Task goal: Output the data word for word. Begin at its first line and end at the line with "this is worded".

>>>

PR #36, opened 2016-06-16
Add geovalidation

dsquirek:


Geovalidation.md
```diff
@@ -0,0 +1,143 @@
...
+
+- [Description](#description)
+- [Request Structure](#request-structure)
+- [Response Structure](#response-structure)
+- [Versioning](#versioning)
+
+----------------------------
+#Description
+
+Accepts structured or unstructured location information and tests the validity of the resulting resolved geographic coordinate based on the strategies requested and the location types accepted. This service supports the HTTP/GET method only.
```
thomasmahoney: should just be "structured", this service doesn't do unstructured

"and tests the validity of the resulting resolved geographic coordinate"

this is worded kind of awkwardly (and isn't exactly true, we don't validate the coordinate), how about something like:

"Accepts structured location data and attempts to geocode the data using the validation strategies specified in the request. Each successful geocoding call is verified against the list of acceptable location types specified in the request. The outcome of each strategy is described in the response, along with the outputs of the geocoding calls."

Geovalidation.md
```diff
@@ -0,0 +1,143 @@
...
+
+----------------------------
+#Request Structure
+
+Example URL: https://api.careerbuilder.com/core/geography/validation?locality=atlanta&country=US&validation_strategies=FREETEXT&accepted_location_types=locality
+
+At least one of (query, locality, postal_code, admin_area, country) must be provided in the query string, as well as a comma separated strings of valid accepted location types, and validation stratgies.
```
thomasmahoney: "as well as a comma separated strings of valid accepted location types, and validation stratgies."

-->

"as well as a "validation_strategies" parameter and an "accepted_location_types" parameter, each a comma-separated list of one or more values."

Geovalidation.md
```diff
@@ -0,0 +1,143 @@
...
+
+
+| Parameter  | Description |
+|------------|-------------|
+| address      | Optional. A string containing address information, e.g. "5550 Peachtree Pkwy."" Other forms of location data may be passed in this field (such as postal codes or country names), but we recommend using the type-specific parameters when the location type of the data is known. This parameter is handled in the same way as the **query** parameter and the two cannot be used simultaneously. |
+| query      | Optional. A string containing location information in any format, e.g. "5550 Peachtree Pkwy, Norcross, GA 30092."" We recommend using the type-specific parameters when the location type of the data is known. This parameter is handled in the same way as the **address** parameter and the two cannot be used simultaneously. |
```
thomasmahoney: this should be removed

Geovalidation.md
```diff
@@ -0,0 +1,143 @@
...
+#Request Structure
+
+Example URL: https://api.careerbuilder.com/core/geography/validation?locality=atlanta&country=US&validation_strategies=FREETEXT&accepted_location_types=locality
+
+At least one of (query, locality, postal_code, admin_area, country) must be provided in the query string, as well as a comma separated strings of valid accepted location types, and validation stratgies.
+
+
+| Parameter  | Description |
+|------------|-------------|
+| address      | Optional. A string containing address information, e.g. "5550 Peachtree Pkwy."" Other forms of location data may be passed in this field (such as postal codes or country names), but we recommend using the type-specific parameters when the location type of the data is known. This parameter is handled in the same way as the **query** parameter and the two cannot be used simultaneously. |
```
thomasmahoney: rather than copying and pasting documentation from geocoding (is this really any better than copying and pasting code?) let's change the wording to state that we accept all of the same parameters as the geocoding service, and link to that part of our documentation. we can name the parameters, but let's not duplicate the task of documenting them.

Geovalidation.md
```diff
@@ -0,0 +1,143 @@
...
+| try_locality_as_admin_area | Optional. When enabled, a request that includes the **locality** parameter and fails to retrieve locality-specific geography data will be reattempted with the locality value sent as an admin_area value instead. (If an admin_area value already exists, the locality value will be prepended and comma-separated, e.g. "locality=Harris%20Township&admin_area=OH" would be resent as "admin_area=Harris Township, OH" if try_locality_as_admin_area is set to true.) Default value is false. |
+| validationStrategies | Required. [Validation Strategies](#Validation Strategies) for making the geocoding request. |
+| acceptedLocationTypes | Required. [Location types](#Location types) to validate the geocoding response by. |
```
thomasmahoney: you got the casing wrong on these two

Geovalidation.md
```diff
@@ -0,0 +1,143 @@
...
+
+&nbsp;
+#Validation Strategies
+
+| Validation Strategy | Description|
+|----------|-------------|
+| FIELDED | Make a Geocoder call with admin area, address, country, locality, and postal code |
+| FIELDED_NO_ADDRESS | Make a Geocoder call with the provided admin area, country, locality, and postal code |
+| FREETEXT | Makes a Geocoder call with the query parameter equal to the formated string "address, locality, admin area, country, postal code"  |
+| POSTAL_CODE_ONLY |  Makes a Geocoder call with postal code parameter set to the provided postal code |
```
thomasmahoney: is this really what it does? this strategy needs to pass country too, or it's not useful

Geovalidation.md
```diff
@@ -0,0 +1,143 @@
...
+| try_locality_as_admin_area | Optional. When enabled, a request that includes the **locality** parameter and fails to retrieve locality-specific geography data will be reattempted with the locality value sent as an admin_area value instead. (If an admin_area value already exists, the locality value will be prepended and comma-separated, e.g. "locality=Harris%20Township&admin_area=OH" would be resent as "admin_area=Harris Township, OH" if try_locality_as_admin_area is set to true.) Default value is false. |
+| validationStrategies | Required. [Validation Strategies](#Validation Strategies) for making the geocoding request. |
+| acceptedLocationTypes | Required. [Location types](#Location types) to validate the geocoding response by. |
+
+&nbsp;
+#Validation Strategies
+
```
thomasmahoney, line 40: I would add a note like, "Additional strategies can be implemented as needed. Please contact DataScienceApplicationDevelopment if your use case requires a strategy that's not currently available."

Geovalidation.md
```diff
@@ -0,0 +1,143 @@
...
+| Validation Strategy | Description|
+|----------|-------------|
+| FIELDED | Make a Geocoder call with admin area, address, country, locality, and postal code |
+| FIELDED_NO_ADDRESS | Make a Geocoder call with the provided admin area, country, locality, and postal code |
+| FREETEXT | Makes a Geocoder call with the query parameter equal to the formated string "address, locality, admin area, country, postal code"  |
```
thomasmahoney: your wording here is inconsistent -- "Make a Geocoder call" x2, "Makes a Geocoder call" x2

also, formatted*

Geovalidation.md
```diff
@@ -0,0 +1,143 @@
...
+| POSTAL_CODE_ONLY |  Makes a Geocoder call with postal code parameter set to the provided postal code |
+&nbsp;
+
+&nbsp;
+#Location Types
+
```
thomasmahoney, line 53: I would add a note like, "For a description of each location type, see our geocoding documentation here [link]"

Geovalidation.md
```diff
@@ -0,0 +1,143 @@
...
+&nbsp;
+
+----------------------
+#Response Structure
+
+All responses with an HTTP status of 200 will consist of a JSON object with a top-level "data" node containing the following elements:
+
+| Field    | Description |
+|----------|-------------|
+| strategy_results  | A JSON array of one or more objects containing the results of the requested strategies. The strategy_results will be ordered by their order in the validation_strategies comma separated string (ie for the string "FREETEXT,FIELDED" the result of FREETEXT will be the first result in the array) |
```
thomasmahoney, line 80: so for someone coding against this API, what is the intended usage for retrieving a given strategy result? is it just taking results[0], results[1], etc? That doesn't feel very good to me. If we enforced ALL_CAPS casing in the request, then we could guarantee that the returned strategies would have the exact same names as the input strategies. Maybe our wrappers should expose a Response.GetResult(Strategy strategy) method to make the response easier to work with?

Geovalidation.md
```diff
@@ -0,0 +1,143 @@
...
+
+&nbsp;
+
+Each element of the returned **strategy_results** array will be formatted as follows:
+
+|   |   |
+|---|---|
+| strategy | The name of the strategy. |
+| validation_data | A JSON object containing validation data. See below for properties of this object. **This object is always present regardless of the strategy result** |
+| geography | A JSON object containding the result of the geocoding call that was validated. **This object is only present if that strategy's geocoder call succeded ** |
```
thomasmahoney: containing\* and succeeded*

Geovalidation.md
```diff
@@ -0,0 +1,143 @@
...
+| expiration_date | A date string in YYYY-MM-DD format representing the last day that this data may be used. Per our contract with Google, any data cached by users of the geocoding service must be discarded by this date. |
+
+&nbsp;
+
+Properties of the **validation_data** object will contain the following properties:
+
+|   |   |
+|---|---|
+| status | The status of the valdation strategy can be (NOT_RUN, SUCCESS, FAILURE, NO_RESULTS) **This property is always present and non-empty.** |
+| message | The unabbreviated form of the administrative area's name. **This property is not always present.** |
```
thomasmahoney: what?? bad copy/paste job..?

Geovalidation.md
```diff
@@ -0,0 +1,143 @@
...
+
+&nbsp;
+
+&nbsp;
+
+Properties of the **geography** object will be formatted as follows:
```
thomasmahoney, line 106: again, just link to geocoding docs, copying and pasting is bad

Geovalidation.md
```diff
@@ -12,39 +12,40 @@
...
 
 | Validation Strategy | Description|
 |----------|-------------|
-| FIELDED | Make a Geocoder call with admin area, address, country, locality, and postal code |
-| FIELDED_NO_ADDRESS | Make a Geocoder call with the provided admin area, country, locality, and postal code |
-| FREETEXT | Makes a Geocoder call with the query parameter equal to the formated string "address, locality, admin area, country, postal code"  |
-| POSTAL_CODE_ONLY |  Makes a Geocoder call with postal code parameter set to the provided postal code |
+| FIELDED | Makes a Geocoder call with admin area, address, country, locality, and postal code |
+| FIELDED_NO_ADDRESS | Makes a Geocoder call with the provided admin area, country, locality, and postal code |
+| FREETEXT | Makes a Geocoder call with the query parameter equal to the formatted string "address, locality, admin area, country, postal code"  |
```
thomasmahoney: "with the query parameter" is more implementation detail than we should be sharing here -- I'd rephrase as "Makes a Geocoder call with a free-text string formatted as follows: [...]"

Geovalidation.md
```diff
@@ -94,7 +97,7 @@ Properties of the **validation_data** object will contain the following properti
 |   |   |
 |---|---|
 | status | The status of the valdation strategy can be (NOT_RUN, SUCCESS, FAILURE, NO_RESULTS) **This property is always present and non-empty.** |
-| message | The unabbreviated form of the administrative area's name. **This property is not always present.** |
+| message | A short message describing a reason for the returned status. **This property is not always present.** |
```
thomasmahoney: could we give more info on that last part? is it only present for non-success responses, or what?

<<<

Reply:
PR #36, opened 2016-06-16
Add geovalidation

dsquirek:


Geovalidation.md
```diff
@@ -0,0 +1,143 @@
...
+
+- [Description](#description)
+- [Request Structure](#request-structure)
+- [Response Structure](#response-structure)
+- [Versioning](#versioning)
+
+----------------------------
+#Description
+
+Accepts structured or unstructured location information and tests the validity of the resulting resolved geographic coordinate based on the strategies requested and the location types accepted. This service supports the HTTP/GET method only.
```
thomasmahoney: should just be "structured", this service doesn't do unstructured

"and tests the validity of the resulting resolved geographic coordinate"

this is worded kind of awkwardly (and isn't exactly true, we don't validate the coordinate), how about something like:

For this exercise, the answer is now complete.